BRAMWELL, SIR FREDERICK, civil engineer, president of the British Association in 1888, and previously of Association of Engineers; b. 1818.
BRAN, name given to Fingal’s dog.
BRAND, JOHN, antiquary, born in Durham, wrote a “Popular
Antiquities” (1744-1784).
BRANDAN, ST., ISLAND OF, an island reported of by St.
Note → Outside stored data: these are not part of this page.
PR #187, opened 2018-01-10
Update Parent POM to 2.37 and use Apache HttpComponents API 4.x plugin 

oleg-nenashev:
I was running PCT against the plugin and hit some issues with that.

- [x] - Update Parent POM and resolve upper bound dependency issues
- [x] - Switch to https://github.com/jenkinsci/apache-httpcomponents-client-4-api-plugin so that GitHubWebHookFullTest does not blow up with `ON: NoClassDefFoundError: Could not initialize class com.jayway.restassured.RestAssured` due to the missing httpmime dependency

@reviewbybees @lanwen @KostyaSha @raul-arabaolaza

---
This change is [Reviewable](https://reviewable.io/reviews/jenkinsci/github-plugin/187)

### DIFF
--- a/pom.xml
+++ b/pom.xml
@@ -154,9 +154,9 @@
         </dependency>
 
         <dependency>
-            <groupId>org.apache.httpcomponents</groupId>
-            <artifactId>httpclient</artifactId>
-            <version>4.5.2</version>
+            <groupId>org.jenkins-ci.plugins</groupId>
+            <artifactId>apache-httpcomponents-client-4-api</artifactId>
+            <version>4.5.3-2.0</version>
             <scope>test</scope>
         </dependency>
 
--- a/pom.xml
+++ b/pom.xml
@@ -5,7 +5,7 @@
     <parent>
         <groupId>org.jenkins-ci.plugins</groupId>
         <artifactId>plugin</artifactId>
-        <version>2.6</version>
+        <version>2.37</version>
         <relativePath />
     </parent>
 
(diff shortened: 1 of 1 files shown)


oleg-nenashev:
Merged with master, let's what CI says now

pom.xml
```diff
@@ -48,13 +48,12 @@
 
     <properties>
         <jenkins.version>1.625.3</jenkins.version>
-        <jenkins-test-harness.version>1.625.3</jenkins-test-harness.version>
```
KostyaSha: what minimal version will be now?

oleg-nenashev: Does it matter? it is Jenkins Test Harness (test tool), not Jenkins Core

lanwen: It brings some dependencies too

oleg-nenashev: only on the test scope. The version would become 2.31. For testing of the plugin with new Jenkins core in Plugin Compat Tester it is critical to have 2.23 at least so that it supports cores without war-for-test

KostyaSha:
Hm.. github-api uses okhttp, what is using httpclient? mock?

dwnusbaum:
@KostyaSha Yes it looks like [wiremock:1.57 uses httpclient:4.5](https://github.com/tomakehurst/wiremock/blob/6c178d7b781cca7b80851510459d53ad2bbcd17f/build.gradle#L30).

oleg-nenashev:
@reviewbybees done

oleg-nenashev:
Actually I see one issue there. lemme check it before proceeding

oleg-nenashev:
Yes, due to to whatever reason httpcore is bundled directly... Different versions are bundled in this version and in the master one, so it is not a regression in this pull request

```
  inflating: WEB-INF/licenses.xml    
  inflating: WEB-INF/lib/slf4j-jdk14-1.7.25.jar  
  inflating: WEB-INF/lib/httpclient-4.5.3.jar  
  inflating: WEB-INF/lib/github.jar  
  inflating: WEB-INF/lib/okio-1.6.0.jar  
  inflating: WEB-INF/lib/jackson-databind-2.6.0.jar  
  inflating: WEB-INF/lib/jackson-core-2.6.0.jar  
  inflating: WEB-INF/lib/okhttp-2.7.5.jar  
  inflating: WEB-INF/lib/okhttp-urlconnection-2.7.5.jar  
  inflating: WEB-INF/lib/groovy-sandbox-1.10.jar  
  inflating: WEB-INF/lib/jackson-annotations-2.6.0.jar  
  inflating: WEB-INF/lib/httpcore-4.4.6.jar  
  inflating: WEB-INF/lib/commons-lang3-3.4.jar 
```

mvn dependency:tree does not help much, likely a packaging issue

timja:
this was fixed in https://github.com/jenkinsci/github-plugin/pull/209 and can be closed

Brandan as lying W. of the Canary Islands, and that figured on charts as late as 1755, in quest of which voyages of discovery were undertaken as recently as the beginning of the 18th century, up to which time it was believed to exist.
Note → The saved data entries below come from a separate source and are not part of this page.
PR #188, opened 2018-01-12
[JENKINS-48012] Require a X-Hub-Signature header when receiving a hook payload and if…

silbernm:
… a secret is configured

As reported in JENKINS-48012, an attacker can currently circumvent the signature check of the GitHub plugin simply by omitting the X-Hub-Signature header.

---
This change is [Reviewable](https://reviewable.io/reviews/jenkinsci/github-plugin/188)

### DIFF
--- a/src/test/java/org/jenkinsci/plugins/github/test/HookSecretHelper.java
+++ b/src/test/java/org/jenkinsci/plugins/github/test/HookSecretHelper.java
@@ -62,4 +62,20 @@ public class HookSecretHelper {
     public static void storeSecret(final String secretText) {
         storeSecretIn(Jenkins.getInstance().getDescriptorByType(GitHubPluginConfig.class), secretText);
     }
+
+    /**
+     * Unsets the current hook secret.
+     *
+     * @param config where to remove
+     */
+    public static void removeSecretIn(GitHubPluginConfig config) {
+        config.getHookSecretConfig().setCredentialsId(null);
+    }
+
+    /**
+     * Unsets the current hook secret.
+     */
+    public static void removeSecret() {
+        removeSecretIn(Jenkins.getInstance().getDescriptorByType(GitHubPluginConfig.class));
+    }
 }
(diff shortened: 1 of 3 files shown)


src/test/java/org/jenkinsci/plugins/github/test/HookSecretHelper.java
```diff
@@ -62,4 +62,20 @@ public void run() {
     public static void storeSecret(final String secretText) {
         storeSecretIn(Jenkins.getInstance().getDescriptorByType(GitHubPluginConfig.class), secretText);
     }
+
+    /**
+     * Unsets the current hook secret.
+     *
+     * @param config where to remove
+     */
+    public static void removeSecretIn(GitHubPluginConfig config) {
```
daniel-beck: `@Restricted` perhaps?

oleg-nenashev: It's in the Test scope

daniel-beck:
Seems to be introduced by #134:

> also don't bother signature validation if no header from github with signature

BRANDE, chemist, born in London; author of “Manual of Chemistry” and other works (1788-1866).
BRANDENBURG (2,542), in the great northern plain of Germany, is a central Prussian province, and the nucleus of the Prussian kingdom; most of it a sandy plain, with fertile districts and woodlands here and there.
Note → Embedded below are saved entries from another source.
PR #197, opened 2018-08-28
[JENKINS-53149] Follow same pattern when setting contextSource

mdelapenya:
This change is [Reviewable](https://reviewable.io/reviews/jenkinsci/github-plugin/197)


mdelapenya:
Closing, as I think the problem is elsewhere: https://github.com/jenkinsci/github-plugin/blob/master/src/main/java/org/jenkinsci/plugins/github/util/BuildDataHelper.java#L32

The build could contain more than one workspaces: one for the shared library, and one for the real project to build.

Right now, the build data obtained is the first one, which is the shared library.

Working on a fix :)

BRANDENBURG, THE HOUSE OF, an illustrious German family dating from the 10th century, from which descended the kings of Prussia.
BRANDES, GEORGE, a literary critic, born at Copenhagen, of Jewish parents; his views of the present tendency of literature in Europe provoked at first much opposition in Denmark, though they were received with more favour afterwards; the opposition to his views were such that he was forced to leave Copenhagen, but, after a stay in Berlin, he returned to it in 1862, with the support of a strong party in his favour.
BRANDT, a Swedish chemist; chanced on the discovery in 1669 of phosphorus while in quest of a solvent to transmute metals, such as silver, into gold; d. 1692.
BRANDT, SEBASTIAN, a satirical writer, born at Strassburg; author of the “Narrenschiff” or “Ship of Fools,” of which there have been many translations and not a few imitations (1458-1521).
BRANDY NAN, a nickname for Queen Anne, from her fondness for brandy.
BRANDYWINE CREEK, a small river in Delaware; scene of a victory of the British over the Americans in 1777.
BRANGTONS, THE, a vulgar, evil-spoken family in Miss Burney’s “Evelina.”
BRANT, JOSEPH, Indian chief who sided with the British in the American war; a brave and good man; d. 1807.
BRANTOME, PIERRE DE BOURDEILLES, a French chronicler, contemporary of Montaigne, born in Perigord; led the life of a knight-errant, and wrote Memoirs remarkable for the free-and-easy, faithful, and vivid delineations of the characters of the most celebrated of his contemporaries (1527-1614).
BRASIDAS, a Spartan general, distinguished in the Peloponnesian war; his most celebrated action, the defeat at the expense of his life, in 422 B.C., of the flower of the Athenian army at Amphipolis, with a small body of helots and mercenaries.